Assessment of Risk of Bias
The overall risk of bias was low for most studies, except that the study by Thome (2006) 16 had a high overall risk of bias for BPD and NDI (Supplemental Table B). In the study by Thome (2006), the mortality in the permissive hypercapnia group was higher than that in the normocapnia group (36% vs. 19%). This can lead to a bias in the rates of BPD and NDI because those who died before the assessment of BPD or NDI could not have these outcomes. Owing to the characteristics of the intervention (targeting PaCO2), care providers were not blinded in any of the included trials. BPD diagnosis that was made without an objective algorithm (e.g., oxygen reduction test) might be influenced by the outcome assessors’ knowledge of the intervention assignment.20 Therefore, the measurement outcome of BPD was considered to be concerning, to some extent, except for that reported in the study by Carlo (2002) 15, which used an algorithm for BPD diagnosis (Supplemental Table B).
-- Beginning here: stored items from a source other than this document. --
PR #873, opened 2023-01-16
Switch to specific vitest imports

kaisalmen:
This is triggered by #872 and removing any globals for Jest or Vitest. It includes these changes as well. Rebasing this PR on the main when the other one is merged is easily possible.

Instead of relying on global imports (like jest did), this PR switches to specific imports in every single test. All test folders in all packages and examples are now added to `npm run lint`

Additionally: 
- `tsconfig.test.json` are added in all packages and examples with noEmit. These are used by main `tsconfig.build.json` to compile all code
- GitHub Actions update: Performs build, test on both Ubuntu and Windows and lint only on Ubuntu. Tests are executed even if build fails as Vitest does not rely on that, correct?!
- vscode settings are updated
- Recommended extensions for Vitest and editorconfig are added
- eslint ecmaVersion has been aligned with tsconfig (2017)
- I removed the top-level `prepare` as you can't run `npm install` with a full rebuild. IMO it is better to have control of that: `prepare` is renamed to `build:clean` and the build pipeline is updated accordingly

### DIFF
--- a/package.json
+++ b/package.json
@@ -6,10 +6,10 @@
     "npm": ">= 7.7.0"
   },
   "scripts": {
-    "prepare": "npm run clean && npm run build && npm run build --workspace=langium-vscode",
-    "clean": "shx rm -rf packages/**/lib packages/**/out packages/**/tsconfig.tsbuildinfo",
+    "clean": "shx rm -rf packages/**/lib packages/**/out packages/**/*.tsbuildinfo",
     "build": "tsc -b tsconfig.build.json",
     "watch": "tsc -b tsconfig.build.json -w",
+    "build:clean": "npm run clean && npm run build && npm run build --workspace=langium-vscode",
     "lint": "npm run lint --workspaces",
     "test": "vitest",
     "test-ui": "vitest --ui",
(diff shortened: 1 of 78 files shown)


msujew:
@kaisalmen Please rebase on top of the latest changes

kaisalmen:
Done.

kaisalmen:
@msujew I rebased again due to conflicts. This is what is new:
- I added volta instructions to all package.json now. My default is now node 18 and when this the case it may sneaks in unexpectedly on package level. This prevents it for everybody using volta
- I removed the outdated version of eslint from **langium-vscode**. vite(st) brings in a newer version and the directly declared one was overruled because it it is a workspace level dependency? This even lead to an execution error, but may have been Windows related
- I updated the release guide in CONTRIBUTING.md. It did not yet reflect the `npm run build:clean` change

kaisalmen:
⬆️ Changes: 
- `@types/vscode` and `@types/node` have been moved to top-level of the workspace other references have been removed
- Dependency versions have been updated
- `~` is now the default dependency prefix

msujew (approved):
Another approval after re-review. Everything works as expected on CI/locally.

package.json
```diff
@@ -6,10 +6,10 @@
     "npm": ">= 7.7.0"
   },
   "scripts": {
-    "prepare": "npm run clean && npm run build && npm run build --workspace=langium-vscode",
```
spoenemann, line 9: Why don't we use the `prepare` script anymore?

This broke the Gitpod setup. @kaisalmen could you add the build step to gitpod.yml?

kaisalmen: > I removed the top-level prepare as you can't run npm install without a full rebuild. IMO it is better to have control of that: prepare is renamed to build:clean and the build pipeline is updated accordingly

That is the reason. I adjusted GH Actions, but forgot GP and noticed that yesterday when testing #910

PR #2023, opened 2025-09-03
Fix infix rule CST issues

msujew:
Follow up on https://github.com/eclipse-langium/langium/pull/2011 which fixes an issue where the infix rules object was stored in the CST `astNode` item by accident.


packages/langium/src/parser/cst-node-builder.ts
```diff
@@ -89,9 +89,9 @@ export class CstNodeBuilder {
 
     construct(item: { $type: string | symbol | undefined, $cstNode: CstNode }): void {
         const current: CstNode = this.current;
-        // The specified item could be a datatype ($type is symbol) or a fragment ($type is undefined)
+        // The specified item could be a datatype ($type is symbol), fragment ($type is undefined) or infix rule ($infix exists)
         // Only if the $type is a string, we actually assign the element
-        if (typeof item.$type === 'string') {
+        if (typeof item.$type === 'string' && !('$infix' in item)) {
```
sailingKieler: Wrt. performance: Would it be advantageous to add `$infix?: boolean` to the type def of `item` and just test `!item.$infix`?

msujew: I don't think it matters, but it makes it more readable 👍

cdietrich:
@msujew should sth like this still happen with 4.0.1

grafik

msujew:
@cdietrich Not really, but I'm not sure whether it's actually feasible to rewrite the whole CST during the binary operation AST rewrite. I'm quite unhappy with the feature myself - it works better in another project where we embed the CST in the AST (non-langium project).

PR #2024, opened 2025-09-05
refined `waitUntil` with document URI to fire as soon as document reaches required state

sailingKieler:
@msujew here's my proposal on a refinement of `DocumentBuilder.waitUntil(...)` as discussed.

Is the way of reporting wrong pre-conditions via rejecting with ResponseErrors the way to go?
I enforced them with VS Code but didn't see any outputs in the log or did notice any UI pop-ups...


msujew (approved):
Thanks, looks good to me 👍

packages/langium/src/workspace/document-builder.ts
```diff
@@ -500,26 +501,67 @@ export class DefaultDocumentBuilder implements DocumentBuilder {
...
+            return Promise.reject(
+                new ResponseError(
+                    LSPErrorCodes.RequestFailed,
+                    `Document state of ${uri.toString()} is ${DocumentState[document.state]}, requiring ${DocumentState[state]}, but workspace state is already ${DocumentState[this.currentState]}. Returning undefined.`
+                )
+            );
         }
+        return new Promise((resolve, reject) => {
+            const buildDisposable = this.onDocumentPhase(state, (doc) => {
+                if (doc.uri.toString() === uri.toString()) {
```
msujew: FYI, you could use `UriUtils.equals(doc.uri, uri)` here.

PR #2030, opened 2025-09-15
generator-langium: extension package: Remove lint call

kaisalmen:


msujew:
Note that the tests are still failing.

kaisalmen:
@msujew I just force-pushed a change. The `package.json` comparison failed. Should one of the test check the extension prepublish? WDYT?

Of note, the study by Carlo (2002) was terminated early because the infants treated with dexamethasone (another intervention of the RCT with a 2 Ă— 2 factorial design) had high rates of NEC. Because the reason for early termination was not related to the comparison between permissive hypercapnia and normocapnia, we did not consider that it increased the risk of bias. For the cohort study of Hagen (2008) 19, the overall risk of bias was judged to be serious for IVH and NDI owing to concerns about remaining confounding and measurement outcomes (Supplemental Table C).